From Oksana’s most recent email: “We were attacked and this is the apartment building near my parents.” She attached a photo of a destroyed, burned-down structure… “Crazy night. No safe place in Ukraine these days, unfortunately.” Her words reminded me of the folk songs my Wel-Met counselors would sing around the campfire, strumming their guitars. Vintage songs and new ones, written and/or performed by Joan Baez, Woody Guthrie, Phil Ochs, Buffy Saint-Marie, Pete Seeger and others. I still hear the lyrics. Words like Seeger’s:  “I’m gonna lay down that atom bomb/Down by the riverside down by the riverside/Down by the riverside/ I’m gonna lay down that atom bomb/Down by the riverside study war no more.”

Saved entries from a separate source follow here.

PR #1791, opened 2026-09-14
Fix fleet transfer price

### LINKED ISSUE #1790: Fleet ship shows no Transfer button unless you can afford to buy the ship outright
Flying a Llama with a Plowshare in the fleet (no jump drive on the Plowshare: it
could not follow a jump). Jumped out of the system, saved, jumped back in to
collect it. In the ship dealer the Plowshare appears in "My Fleet", but there is
no Transfer button at all, and it cannot be flown to — it is simply "elsewhere".

Cause: isTransactionOK() gates BUY_SHIP on the item's price. For a ship you
already own that is the purchase price (master_part_list.csv: Plowshare.stock =
180000), not the transport cost (PlayerShip::transfer_price = 1000 in-system).
With 1082 credits the check fails, hideCommitControls() runs, and no button is
drawn — even though the transfer itself is affordable.

Fix: test transfer_price for an owned ship (item.index > 0). Also clamp the jump
count in UpdateTransportPricesForOwnedShips(), where an empty jump path made it
-1 and priced the transfer below zero.

Expected: if you can afford the in-system transport cost, the ship comes to you,
regardless of where it is parked or whether that base still exists.

evertvorster:
Fleet ships showed no Transfer button unless you could afford to buy the ship
outright.

BUY_SHIP is one transaction covering two different operations. isTransactionOK()
gated it on the item's price alone, but buyShip() dispatches on item->index:

  index > 0  "already own ship" -> charges PlayerShip::transfer_price
                                  (0 same base, 1000 in-system, 25000/jump)
  index == 0 a real purchase    -> charges item->GetPrice()

Those prices are wildly different — a Plowshare.stock is 180000 to buy and 1000
to move in-system. Applying the purchase price to an owned ship meant that with
less than 180000 credits the check failed, hideCommitControls() ran, and the
button was not drawn at all. A ship parked at a base that had since flown away
therefore looked unreachable even though moving it was affordable.

The gate now mirrors buyShip()'s own dispatch, so the two agree on affordability
in both branches. As a side effect the transfer branch's existing
`transfer_price > credits` check is reachable again — it was dead code, which is
also why refusing a transfer failed silently: it always returned from the gate,
never from there. (item->index > 0 is the codebase's existing owned-marker; for
buying, item->GetPrice() is still what's tested.)

Also fixes a related pricing bug in the same area:
UpdateTransportPricesForOwnedShips() computed the jump count as
jumps_vector.size() - 1, which is -1 when getJumpPath() finds no route. A
negative jump count priced the transfer below zero — affordable-looking, and it
would have added credits instead of spending them.

Not addressed here, worth separate issues: a refused transfer still fails
silently, and a PlayerShip::base naming a base that has gone away is never
repaired.

Please answer the following:

Code Changes:
  - [ ] Play Tests
    - [ ] From the Main Menu, start a new Campaign.
    - [ ] Basic flight.
    - [ ] Docking to a planet.
    - [ ] On planet actions:
        - [ ] Save the game.
        - [ ] Read news.
        - [ ] Buy/Sell some goods.
    - [ ] SPEC flight.
    - [ ] Save the game again.
    - [ ] Upgrade your new ship.
    - [ ] Save once more.
- [x] Simple Bugfix

Issues:
- - #1790 

Purpose:
- - Fix a small bug
- What release is this for?
- - 0.11
- - 0.11


royfalk (approved):
This is one of the reasons the old code is so difficult.
The original devs should not have recycled buy for transferring ships.
It should be separate, making the code not just clearer but also more robust.

I never encountered the bug because I always play with a lot of money in such scenarios, since I need it to buy ships for testing.

evertvorster:
Yeah, the old coders certainly knew a thing or two about code re-use. Sometimes to a fault, as is evidenced here. Thanks for the review.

 And words from an old German song, sung by those who resisted Hitler. Its title “Die Gedanken Sind Frei,” means “thoughts are free.” These are its lyrics translated, as I first heard them in camp as an eight-year-old: “My thoughts will not cater/ To duke or dictator/No man can deny/Die Gedanken sind frei!/And if tyrants take me/And throw me in prison,/My thoughts will burst free/Like blossoms in season/Foundations will crumble/The structure will tumble,/And free men will cry/Die Gedanken sind frei!”

Remembering these lyrics in these times is why for me camp matters, even—and perhaps especially—in the dead of winter.